• [Material to process]
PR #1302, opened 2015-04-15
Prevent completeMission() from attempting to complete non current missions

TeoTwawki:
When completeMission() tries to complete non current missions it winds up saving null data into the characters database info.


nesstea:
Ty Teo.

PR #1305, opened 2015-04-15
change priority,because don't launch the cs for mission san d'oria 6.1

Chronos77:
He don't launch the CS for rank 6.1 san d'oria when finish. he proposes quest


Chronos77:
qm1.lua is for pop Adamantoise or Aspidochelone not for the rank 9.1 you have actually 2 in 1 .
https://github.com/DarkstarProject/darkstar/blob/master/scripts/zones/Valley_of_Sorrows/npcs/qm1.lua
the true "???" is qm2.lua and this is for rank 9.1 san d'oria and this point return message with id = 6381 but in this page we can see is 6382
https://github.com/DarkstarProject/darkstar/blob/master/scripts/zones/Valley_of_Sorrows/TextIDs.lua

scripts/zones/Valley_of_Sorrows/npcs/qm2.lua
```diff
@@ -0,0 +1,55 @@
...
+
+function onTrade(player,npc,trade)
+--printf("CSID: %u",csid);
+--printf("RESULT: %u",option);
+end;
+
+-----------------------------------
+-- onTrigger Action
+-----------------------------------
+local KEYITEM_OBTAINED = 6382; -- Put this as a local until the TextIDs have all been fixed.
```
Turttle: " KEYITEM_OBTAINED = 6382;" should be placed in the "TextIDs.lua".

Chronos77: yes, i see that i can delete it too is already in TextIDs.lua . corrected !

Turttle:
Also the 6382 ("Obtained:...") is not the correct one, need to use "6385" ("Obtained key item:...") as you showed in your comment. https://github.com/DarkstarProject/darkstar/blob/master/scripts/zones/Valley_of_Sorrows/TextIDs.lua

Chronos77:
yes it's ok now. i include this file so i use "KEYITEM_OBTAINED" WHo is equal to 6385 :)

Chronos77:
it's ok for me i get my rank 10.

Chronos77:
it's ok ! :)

...

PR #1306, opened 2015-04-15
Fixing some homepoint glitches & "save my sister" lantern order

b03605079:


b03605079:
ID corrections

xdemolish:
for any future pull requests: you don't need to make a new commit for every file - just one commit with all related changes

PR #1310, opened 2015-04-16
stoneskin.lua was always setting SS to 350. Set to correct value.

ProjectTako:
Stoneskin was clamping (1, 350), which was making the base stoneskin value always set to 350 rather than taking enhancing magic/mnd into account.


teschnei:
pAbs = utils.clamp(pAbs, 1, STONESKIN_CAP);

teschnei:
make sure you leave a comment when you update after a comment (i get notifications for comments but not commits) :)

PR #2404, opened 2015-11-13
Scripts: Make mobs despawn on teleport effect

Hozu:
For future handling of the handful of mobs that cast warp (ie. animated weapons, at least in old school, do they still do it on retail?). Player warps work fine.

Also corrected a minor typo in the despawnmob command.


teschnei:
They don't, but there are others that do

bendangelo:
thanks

--

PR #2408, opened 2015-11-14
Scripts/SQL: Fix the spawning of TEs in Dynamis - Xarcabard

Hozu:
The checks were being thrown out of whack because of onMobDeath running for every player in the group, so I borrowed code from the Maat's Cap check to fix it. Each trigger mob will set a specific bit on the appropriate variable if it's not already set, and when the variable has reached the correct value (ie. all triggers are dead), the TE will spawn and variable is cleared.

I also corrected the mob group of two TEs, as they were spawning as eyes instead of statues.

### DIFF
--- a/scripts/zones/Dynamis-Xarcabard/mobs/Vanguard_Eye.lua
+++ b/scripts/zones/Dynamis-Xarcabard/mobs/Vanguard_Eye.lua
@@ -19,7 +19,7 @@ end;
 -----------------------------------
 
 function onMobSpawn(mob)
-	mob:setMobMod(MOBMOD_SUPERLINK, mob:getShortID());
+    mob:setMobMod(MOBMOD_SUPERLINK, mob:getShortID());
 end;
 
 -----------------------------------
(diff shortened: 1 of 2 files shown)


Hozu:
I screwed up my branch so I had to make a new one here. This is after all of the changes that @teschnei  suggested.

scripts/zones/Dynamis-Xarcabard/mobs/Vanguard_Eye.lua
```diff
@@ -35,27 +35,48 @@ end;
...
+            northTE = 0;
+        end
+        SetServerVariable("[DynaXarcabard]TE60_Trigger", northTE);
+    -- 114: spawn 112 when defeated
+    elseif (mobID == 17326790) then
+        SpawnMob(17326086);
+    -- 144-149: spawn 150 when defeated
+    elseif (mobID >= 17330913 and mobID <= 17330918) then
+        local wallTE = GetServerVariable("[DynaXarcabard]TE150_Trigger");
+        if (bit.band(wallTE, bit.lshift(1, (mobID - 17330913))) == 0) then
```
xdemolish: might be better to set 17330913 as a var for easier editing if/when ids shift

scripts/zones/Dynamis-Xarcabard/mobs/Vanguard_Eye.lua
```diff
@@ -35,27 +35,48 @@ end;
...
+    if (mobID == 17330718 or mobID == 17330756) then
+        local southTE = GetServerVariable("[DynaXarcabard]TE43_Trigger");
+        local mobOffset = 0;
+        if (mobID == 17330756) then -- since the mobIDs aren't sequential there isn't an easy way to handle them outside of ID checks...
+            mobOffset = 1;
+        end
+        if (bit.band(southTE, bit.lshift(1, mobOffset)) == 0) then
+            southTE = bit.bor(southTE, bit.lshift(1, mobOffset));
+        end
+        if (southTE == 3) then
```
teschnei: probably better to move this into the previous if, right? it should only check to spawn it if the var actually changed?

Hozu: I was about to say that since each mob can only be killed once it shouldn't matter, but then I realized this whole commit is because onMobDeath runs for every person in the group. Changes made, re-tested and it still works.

• [Problem to work on]
In the entries above, identify each line that includes the string "function", then copy it.

• [Output of the exercise]
+function onTrade(player,npc,trade)
 function onMobSpawn(mob)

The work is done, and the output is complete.